Along the road that borders the driveway runs a conifer garden nearly 150 feet long. Blues, yellows, deep greens. Low spreading junipers beside upright evergreens. Small burgundy sand cherries scattered through the composition like brushstrokes of dark wine color against the greens.
Conifer Garden
Closer to the house sits a raised stone bed with a birdhouse mounted high on a pole at its center. Foundation plantings wrap the front and sides of the house.
In the backyard is the herb garden — the first garden I ever built here. It has gravel paths and beds edged with old logs recycled from the childrens playset. A green picket fence surrounds it, now tattered with age, wrapped in grapevines planted more than fifteen years ago. The fence needs replacing next year, though I love its soulful imperfection.

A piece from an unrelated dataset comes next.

PR #4034, opened 2024-04-26
Refactor AlternativeName internals

randombit:
This provides a completely new and rather more sensible interface, with the old (now deprecated) interface being implemented in terms of the new interface.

Time to refresh the Gravel
Near the greenhouse are perennial borders full of butterfly bush, grasses, and flowers meant to carry movement and color through summer. In winter, the tall feathered grasses become sculptures - ladies dancing in the snow and wind. The pool is surrounded by young boxwoods that I hope someday will merge into a continuous clipped wave of green.
Beyond the pool sits the flagstone firepit patio ringed with hydrangea, daisies, sedum, daylilies, ornamental grasses, snow-in-summer, and sweet woodruff spilling over the edges.
Farther south, a flagstone path leads to the peace cabin through beds of peonies, hosta, astilbe, and groundcover. Two azaleas planted there two years ago died this winter and will need to be replaced.
And beyond all of it is the food forest. Fifty-four by thirty-two feet, enclosed by a tall wood-and-wire fence with rolling barn gates. Grapevines climb the perimeter fencing. Inside are herbs, currants, gooseberries, strawberries, rhubarb, asparagus, walking onions, garlic, and elderberries. The beds are mulched with natural wood chips and edged with pavers.
The Food Forest Garden
When people imagine gardening, I think they picture peaceful afternoons clipping flowers. What they do not picture is labor.
The hauling.
The digging.
The wheelbarrows.
The endless spreading of mulch.
The sore back.
The dirt embedded beneath your fingernails for weeks.
Spreading mulch at a rate of 1 trailer load per day.
And the constant struggle to find help. Every year this is the frustrating part.
I thought I had solved the problem this season. One of our longtime employees, owed me for his car down payment, and we arranged for him to work it off helping in the gardens for 100 hours at a reduced rate. On paper it seemed ideal. In reality, he worked six hours and then disappeared entirely.
Another employee, who works for Serge’s business as a heavy equipment operator, helped more consistently. He came over periodically throughout the cleanup season and probably gave us five solid days altogether. Without help, we really cannot manage the property.
That realization has been growing quietly in the background for several years now. What began as creativity quickly becomes never ending maintenance. That may be the central lesson of owning a large property. At first, every new bed feels exciting, a form of self-expression. You imagine future beauty but not future labor.
But gardens evolve. And eventually the thing you created begins demanding care at a scale you never fully anticipated. It now takes me one to two months every spring just to restore the beds after winter — and that assumes I have help. Lately I’ve started to come to terms that the next phase of this property won’t be about creating more gardens. It will be about simplifying them. Replacing high-maintenance perennials with flowering shrubs. Reducing edging. Reducing division and transplanting. Designing not only for beauty, but for sustainability of effort. Designing for the life I actually have instead of the life I imagined I would always have endless energy to maintain.
And yet, every spring, when I’m out in the garden as the sun is rising, when the mulch fresh and dark, when the beds are tidy and the first flowers begin to emerge, I remember exactly why I built all of it in the first place. And for a brief moment each year, the whole property feels new again.